> Task objective:
This exercise calls for the line with "Fix require order", the line with "Tests seem to", and all lines between them in the material below, output exactly and with no other lines.

> Data for this task:

***

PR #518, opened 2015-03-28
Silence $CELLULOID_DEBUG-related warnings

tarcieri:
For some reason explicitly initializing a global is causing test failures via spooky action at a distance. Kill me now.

***

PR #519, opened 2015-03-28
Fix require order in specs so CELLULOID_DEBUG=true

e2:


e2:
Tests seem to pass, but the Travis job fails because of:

***

> Answer for the task:
Fix require order in specs so CELLULOID_DEBUG=true

e2:


e2:
Tests seem to pass, but the Travis job fails because of:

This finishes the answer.